## TASK BRIEF:
Only the lines from the top of the data through the one with "to line 33?" are to be written out, each exactly as it stands.
◇ ◇ ◇ ◇ ◇ ◇ ◇
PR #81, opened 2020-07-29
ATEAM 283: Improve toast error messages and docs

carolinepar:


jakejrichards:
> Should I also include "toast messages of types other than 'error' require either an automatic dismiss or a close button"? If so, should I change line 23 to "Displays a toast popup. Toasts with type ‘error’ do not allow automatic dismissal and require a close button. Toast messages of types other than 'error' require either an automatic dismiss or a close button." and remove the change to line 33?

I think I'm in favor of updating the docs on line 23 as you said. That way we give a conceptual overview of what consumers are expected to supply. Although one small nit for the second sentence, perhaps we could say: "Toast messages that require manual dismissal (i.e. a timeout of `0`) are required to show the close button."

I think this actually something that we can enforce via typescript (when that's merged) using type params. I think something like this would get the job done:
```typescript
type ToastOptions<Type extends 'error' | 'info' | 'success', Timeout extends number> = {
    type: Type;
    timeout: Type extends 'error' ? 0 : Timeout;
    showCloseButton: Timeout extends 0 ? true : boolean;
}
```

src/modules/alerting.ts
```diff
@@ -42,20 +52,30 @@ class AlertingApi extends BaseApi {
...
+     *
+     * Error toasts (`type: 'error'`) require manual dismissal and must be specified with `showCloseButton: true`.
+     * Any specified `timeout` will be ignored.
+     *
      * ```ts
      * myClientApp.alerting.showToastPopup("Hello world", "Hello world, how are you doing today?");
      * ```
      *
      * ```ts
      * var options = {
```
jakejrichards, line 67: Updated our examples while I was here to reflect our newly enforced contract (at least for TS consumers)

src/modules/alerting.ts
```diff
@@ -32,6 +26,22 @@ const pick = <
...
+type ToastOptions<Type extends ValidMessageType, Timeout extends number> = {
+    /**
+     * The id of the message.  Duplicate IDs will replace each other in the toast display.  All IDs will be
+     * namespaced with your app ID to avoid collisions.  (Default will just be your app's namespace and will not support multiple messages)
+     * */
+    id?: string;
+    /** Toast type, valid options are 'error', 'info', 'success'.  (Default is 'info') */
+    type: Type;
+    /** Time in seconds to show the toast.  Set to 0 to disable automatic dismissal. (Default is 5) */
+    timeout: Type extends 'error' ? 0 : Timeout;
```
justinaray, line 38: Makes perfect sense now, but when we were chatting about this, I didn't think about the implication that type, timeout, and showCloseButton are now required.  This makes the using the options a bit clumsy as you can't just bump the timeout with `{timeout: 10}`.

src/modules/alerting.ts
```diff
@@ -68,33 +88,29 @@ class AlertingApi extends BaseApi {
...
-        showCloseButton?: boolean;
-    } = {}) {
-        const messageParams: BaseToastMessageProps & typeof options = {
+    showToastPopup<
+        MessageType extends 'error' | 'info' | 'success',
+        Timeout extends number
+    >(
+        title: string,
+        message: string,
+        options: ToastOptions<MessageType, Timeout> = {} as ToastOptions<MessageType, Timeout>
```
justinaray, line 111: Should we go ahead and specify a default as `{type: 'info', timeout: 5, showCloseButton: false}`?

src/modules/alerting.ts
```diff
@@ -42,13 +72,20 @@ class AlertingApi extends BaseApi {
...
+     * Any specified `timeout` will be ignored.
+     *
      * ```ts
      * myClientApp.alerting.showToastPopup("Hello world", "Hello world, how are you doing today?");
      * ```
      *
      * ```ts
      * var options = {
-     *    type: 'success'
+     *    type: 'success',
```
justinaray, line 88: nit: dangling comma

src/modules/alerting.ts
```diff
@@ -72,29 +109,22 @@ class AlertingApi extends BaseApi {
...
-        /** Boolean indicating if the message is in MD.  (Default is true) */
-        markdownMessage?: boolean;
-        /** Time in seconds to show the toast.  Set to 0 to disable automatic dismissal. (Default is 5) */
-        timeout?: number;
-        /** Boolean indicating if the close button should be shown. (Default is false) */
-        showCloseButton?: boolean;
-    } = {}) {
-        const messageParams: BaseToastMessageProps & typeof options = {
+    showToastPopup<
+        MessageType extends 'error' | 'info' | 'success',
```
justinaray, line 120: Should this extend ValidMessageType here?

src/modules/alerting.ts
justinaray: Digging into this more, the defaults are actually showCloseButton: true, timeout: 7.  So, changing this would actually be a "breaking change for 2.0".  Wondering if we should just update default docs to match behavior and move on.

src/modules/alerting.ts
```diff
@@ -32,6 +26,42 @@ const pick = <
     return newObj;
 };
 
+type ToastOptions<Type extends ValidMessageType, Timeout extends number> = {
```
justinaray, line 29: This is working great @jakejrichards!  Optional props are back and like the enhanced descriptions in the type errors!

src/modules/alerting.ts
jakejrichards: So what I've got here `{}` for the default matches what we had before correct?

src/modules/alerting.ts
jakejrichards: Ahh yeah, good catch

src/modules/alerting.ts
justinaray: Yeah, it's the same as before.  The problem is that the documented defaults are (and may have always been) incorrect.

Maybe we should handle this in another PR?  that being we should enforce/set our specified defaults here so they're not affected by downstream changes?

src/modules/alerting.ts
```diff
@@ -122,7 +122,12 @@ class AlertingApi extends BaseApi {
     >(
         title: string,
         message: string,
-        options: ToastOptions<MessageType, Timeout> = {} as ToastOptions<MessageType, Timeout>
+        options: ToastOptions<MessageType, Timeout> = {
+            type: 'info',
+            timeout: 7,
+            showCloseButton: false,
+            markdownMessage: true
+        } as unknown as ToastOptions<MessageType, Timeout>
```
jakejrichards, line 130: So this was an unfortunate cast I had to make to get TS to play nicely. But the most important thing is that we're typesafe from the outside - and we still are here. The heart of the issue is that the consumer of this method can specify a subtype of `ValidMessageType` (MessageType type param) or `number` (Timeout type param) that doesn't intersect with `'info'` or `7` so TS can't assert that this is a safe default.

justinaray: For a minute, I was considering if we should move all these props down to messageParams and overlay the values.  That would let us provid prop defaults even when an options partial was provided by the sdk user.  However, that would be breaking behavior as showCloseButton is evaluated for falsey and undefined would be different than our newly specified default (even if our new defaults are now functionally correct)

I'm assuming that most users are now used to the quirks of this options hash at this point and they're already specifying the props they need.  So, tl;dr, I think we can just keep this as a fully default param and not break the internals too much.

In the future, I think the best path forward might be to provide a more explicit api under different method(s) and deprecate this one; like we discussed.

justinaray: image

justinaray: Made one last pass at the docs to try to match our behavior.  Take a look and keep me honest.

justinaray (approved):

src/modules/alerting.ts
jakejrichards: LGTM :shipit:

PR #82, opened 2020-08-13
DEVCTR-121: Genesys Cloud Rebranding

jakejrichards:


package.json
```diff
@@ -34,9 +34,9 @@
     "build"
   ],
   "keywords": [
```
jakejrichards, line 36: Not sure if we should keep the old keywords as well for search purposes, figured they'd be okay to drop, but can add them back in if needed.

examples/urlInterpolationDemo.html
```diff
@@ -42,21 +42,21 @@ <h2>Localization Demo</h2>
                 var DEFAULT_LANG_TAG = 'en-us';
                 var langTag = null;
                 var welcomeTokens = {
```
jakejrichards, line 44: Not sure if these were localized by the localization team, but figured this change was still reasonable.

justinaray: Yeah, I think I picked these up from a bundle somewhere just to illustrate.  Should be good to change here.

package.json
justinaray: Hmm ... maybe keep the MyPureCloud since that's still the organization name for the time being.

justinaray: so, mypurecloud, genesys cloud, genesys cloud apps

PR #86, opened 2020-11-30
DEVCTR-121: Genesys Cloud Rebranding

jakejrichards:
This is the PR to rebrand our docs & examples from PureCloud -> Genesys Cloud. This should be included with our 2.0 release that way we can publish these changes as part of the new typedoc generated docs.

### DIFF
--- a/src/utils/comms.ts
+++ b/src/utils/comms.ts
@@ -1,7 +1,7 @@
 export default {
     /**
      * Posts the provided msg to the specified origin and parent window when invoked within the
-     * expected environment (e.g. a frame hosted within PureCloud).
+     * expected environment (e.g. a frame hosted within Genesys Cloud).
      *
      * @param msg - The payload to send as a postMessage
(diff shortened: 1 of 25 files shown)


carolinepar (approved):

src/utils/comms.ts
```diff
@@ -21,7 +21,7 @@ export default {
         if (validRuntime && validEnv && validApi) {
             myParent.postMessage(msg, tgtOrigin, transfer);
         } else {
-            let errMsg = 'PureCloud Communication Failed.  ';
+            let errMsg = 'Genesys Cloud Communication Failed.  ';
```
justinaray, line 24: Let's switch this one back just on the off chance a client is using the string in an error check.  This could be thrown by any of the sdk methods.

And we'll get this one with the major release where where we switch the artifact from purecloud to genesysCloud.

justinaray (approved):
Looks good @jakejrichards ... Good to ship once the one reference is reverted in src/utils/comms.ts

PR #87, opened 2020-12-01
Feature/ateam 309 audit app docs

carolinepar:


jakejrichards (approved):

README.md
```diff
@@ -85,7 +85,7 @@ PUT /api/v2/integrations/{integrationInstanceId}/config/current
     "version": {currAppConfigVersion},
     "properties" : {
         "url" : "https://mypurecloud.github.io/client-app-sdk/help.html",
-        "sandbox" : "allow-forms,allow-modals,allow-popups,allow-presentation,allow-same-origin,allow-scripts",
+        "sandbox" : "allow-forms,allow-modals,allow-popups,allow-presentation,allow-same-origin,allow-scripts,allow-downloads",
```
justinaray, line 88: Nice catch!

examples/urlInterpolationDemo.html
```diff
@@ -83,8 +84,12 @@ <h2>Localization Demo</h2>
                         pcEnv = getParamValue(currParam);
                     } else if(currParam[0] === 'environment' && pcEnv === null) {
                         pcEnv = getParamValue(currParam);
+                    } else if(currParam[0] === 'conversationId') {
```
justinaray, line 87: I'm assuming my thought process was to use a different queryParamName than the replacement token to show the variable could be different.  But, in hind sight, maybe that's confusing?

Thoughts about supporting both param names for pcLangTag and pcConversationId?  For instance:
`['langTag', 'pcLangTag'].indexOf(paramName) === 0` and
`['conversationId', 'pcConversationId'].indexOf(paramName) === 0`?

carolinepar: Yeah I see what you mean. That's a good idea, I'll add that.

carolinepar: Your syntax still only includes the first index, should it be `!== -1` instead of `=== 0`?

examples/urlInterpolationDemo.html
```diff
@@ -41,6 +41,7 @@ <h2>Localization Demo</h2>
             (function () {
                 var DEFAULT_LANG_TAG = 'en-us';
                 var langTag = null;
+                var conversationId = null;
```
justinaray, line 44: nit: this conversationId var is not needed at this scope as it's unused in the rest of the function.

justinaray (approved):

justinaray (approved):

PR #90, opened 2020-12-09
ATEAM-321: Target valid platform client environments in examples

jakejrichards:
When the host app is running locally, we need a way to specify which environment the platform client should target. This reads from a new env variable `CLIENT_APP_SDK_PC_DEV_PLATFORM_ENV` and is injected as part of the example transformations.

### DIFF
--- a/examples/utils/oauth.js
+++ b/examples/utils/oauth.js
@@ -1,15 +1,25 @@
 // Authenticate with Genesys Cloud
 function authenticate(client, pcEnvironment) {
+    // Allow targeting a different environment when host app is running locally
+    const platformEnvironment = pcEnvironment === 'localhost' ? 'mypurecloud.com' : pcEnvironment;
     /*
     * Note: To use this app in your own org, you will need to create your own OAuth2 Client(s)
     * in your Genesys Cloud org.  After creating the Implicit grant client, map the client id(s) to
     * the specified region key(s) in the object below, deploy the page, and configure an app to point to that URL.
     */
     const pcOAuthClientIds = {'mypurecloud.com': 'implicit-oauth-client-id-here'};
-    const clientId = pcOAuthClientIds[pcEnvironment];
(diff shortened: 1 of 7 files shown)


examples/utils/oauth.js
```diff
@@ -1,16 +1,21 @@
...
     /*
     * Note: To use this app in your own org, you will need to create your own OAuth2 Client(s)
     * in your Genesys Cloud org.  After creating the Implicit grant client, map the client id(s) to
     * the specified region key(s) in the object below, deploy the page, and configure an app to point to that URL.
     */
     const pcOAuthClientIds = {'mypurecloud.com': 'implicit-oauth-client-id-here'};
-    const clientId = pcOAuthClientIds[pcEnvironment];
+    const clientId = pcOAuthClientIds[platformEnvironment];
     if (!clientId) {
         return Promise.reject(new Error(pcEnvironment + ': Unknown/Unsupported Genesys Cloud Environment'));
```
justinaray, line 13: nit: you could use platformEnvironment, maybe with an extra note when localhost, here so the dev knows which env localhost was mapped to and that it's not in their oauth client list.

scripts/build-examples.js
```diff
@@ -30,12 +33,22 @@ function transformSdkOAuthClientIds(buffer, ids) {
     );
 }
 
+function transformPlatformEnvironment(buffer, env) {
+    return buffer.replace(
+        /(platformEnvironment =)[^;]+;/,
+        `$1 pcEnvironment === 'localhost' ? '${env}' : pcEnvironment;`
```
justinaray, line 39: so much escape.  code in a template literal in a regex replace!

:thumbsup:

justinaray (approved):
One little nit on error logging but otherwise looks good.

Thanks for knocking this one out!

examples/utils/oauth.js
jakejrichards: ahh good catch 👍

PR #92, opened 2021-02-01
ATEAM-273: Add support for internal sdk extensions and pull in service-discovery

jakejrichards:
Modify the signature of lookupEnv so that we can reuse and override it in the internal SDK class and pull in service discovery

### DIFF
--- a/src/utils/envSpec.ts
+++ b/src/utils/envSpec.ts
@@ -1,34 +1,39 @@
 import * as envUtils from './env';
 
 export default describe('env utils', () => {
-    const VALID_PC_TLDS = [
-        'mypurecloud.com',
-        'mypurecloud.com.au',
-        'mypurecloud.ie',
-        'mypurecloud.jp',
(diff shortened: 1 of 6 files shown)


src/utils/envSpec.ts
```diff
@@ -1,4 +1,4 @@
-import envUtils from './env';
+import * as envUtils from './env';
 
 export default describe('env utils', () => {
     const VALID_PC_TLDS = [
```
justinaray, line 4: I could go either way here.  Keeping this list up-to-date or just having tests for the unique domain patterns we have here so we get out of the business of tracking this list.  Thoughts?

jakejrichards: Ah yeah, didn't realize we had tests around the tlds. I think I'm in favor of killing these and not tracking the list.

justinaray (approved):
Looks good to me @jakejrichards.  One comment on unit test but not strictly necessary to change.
◇ ◇ ◇ ◇ ◇ ◇ ◇
## RESULT OF THIS TASK:
PR #81, opened 2020-07-29
ATEAM 283: Improve toast error messages and docs

carolinepar:


jakejrichards:
> Should I also include "toast messages of types other than 'error' require either an automatic dismiss or a close button"? If so, should I change line 23 to "Displays a toast popup. Toasts with type ‘error’ do not allow automatic dismissal and require a close button. Toast messages of types other than 'error' require either an automatic dismiss or a close button." and remove the change to line 33?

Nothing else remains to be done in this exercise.